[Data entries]
PR #848, opened 2026-07-28
feat(foldkit,ui): add Scene testing APIs for every non-view Message cause

devinjameson:
Foldkit Messages originate from five lifecycle causes beyond view DOM events: Commands, Mounts, Subscriptions, ManagedResources, and CustomElements. Scene covered the first two (`Scene.Command.*`, `Scene.Mount.*`); this PR adds cause-named steps for the remaining three, plus OutMessage assertions and a ViewInputs adapter, so page-level Scene testing of Submodels covers the full taxonomy.

## Scene.Subscription.emit

Messages whose real cause is a Subscription (a timer tick, a WebSocket frame, a global listener) had no entry point into a running scene. Tests worked around it by calling `update` by hand and seeding the result as the initial model, which only works at the start of a scene and skips the intermediate render.

`Scene.Subscription.emit(message)` feeds such a Message through update mid-chain and re-renders like any other step. Like interactions, it asserts there are no unresolved Commands, unresolved Mounts, or unacknowledged unmounts before dispatching.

**What is being asked**
Copy every line from the records above that contains the string "cause".

**Response box**
feat(foldkit,ui): add Scene testing APIs for every non-view Message cause
Foldkit Messages originate from five lifecycle causes beyond view DOM events: Commands, Mounts, Subscriptions, ManagedResources, and CustomElements. Scene covered the first two (`Scene.Command.*`, `Scene.Mount.*`); this PR adds cause-named steps for the remaining three, plus OutMessage assertions and a ViewInputs adapter, so page-level Scene testing of Submodels covers the full taxonomy.
Messages whose real cause is a Subscription (a timer tick, a WebSocket frame, a global listener) had no entry point into a running scene. Tests worked around it by calling `update` by hand and seeding the result as the initial model, which only works at the start of a scene and skips the intermediate render.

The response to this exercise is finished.